Ishbel stood, alone in the milling activity of the courtyard, wishing only for someone to escort her to a bath and a bed.
For an instant a gap opened in the crowd of horses and riders, and Ishbel saw a heavily cloaked man watching her from the far edge of the courtyard.
There was a moment when Ishbel felt that their eyes met even though his face was hidden beneath the hood of his cloak, and then a horse moved between them, the moment was broken, and Ishbel turned away.
Please, please, she thought, let someone lead me away from this cold and misery soon.
Then Baron Lixel was at her side, and a man who Lixel introduced as Fleathand, who was the steward of the house, and within moments Fleathand was leading her inside, and Ishbel could finally, gratefully, contemplate some solitude, some warmth, some rest and, perhaps amid all that, a little bit of comfort.
Two hours later, fed and bathed and sitting alone in her chamber, Ishbel finally felt as if she could relax.
But she dared not. Relaxing meant Ishbel might weep with exhaustion and anxiety and overstrung emotion, and she was not quite ready to give in to tears.
She sat in her chair by the shuttered window, clad in her night robe with an outer wrap pulled loosely about her, and tried to relax. The past weeks since leaving the Coil had been taxing; she was constantly on edge, alert for any stray word that might betray her, and the emotional wrench at her parting from everything she loved and trusted grew worse with each passing day. Well might Aziel, the Great Serpent, and the entire firmament for all she cared, insist that she would return one day, but right at this moment Ishbel could not see that eventuality. She felt utterly lost and abandoned and, caught in her loneliness and melancholy, she simply couldn’t believe that she would ever return to her home.
If only she knew why this marriage was so important. If only the Great Serpent would tell her. It was all very well to argue that this marriage was the only thing that would save her homeland from devastation, but Ishbel could not see why. It made no sense to her.

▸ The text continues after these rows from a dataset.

PR #1162, opened 2021-01-16
mpdstats_ improvements

letompouce:
* Introduces a new environment variable to pass arguments to the `nc(1)` binary
* Uses `stats` instead of `version` in the `autoconf` call

cc @sumpfralle - thanks for #759 !

### DIFF
--- a/plugins/mpd/mpdstats_
+++ b/plugins/mpd/mpdstats_
@@ -89,9 +89,10 @@ ACTION="$(basename "$0" | sed 's/^.*_//')"
 #
 
 do_autoconf () {
+    # shellcheck disable=SC2086
     if [ -z "$NCBIN" ] ; then
         echo "no (missing netcat program ('nc'))"
-    elif ! echo stats | "$NCBIN" "$NCARGS" "$MPDHOST" "$MPDPORT" >/dev/null 2>&1; then
+    elif ! echo stats | "$NCBIN" $NCARGS "$MPDHOST" "$MPDPORT" >/dev/null 2>&1; then
         echo "no (connection failed)"
     else
         echo "yes"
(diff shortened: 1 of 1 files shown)


plugins/mpd/mpdstats_
```diff
@@ -83,7 +91,7 @@ ACTION="$(basename "$0" | sed 's/^.*_//')"
 do_autoconf () {
     if [ -z "$NCBIN" ] ; then
         echo "no (missing netcat program ('nc'))"
-    elif ! echo version | "$NCBIN" "$MPDHOST" "$MPDPORT" >/dev/null 2>&1; then
+    elif ! echo stats | "$NCBIN" "$NCARGS" "$MPDHOST" "$MPDPORT" >/dev/null 2>&1; then
```
sumpfralle, line 94: I guess, you want to access *multiple* arguments for netcat here (or even none at all), thus you may not quote these in the call (they would be a single token and thus rejected by netcat).
In order to work around the resulting shellcheck complain, an override (something like `# shellcheck disable=SC....`) in the line above (or at the beginning of the `if` conditional) would be necessary.

sumpfralle (commented):

I added a comment below regarding one implementation detail. The rest looks fine to me.

plugins/mpd/mpdstats_
letompouce: Well, actually it works like this with `env.ncargs -w 1` but I unquoted those anyway!

sumpfralle: Indeed - `nc` seems to handle parameter pairs (here `-w 1`) somehow special. With `-4 -w 1` it breaks (as expected).
Thanks for fixing it!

Ishbel thought about how she had been loved and valued and cherished by the Coil.
Then she thought about Maximilian, and about her humiliation at his insistence through Star Web’s demands.
She sighed, the sound ragged and heart-rending. She tipped her head against the headrest of the chair, closing her eyes, and tried to think about something, anything, happier than her current situation.
It was only after long minutes that Ishbel came to realise she was not the only person in the chamber.
She jerked to her feet, staring wildly into the dimness beyond the lamp, and finally saw him.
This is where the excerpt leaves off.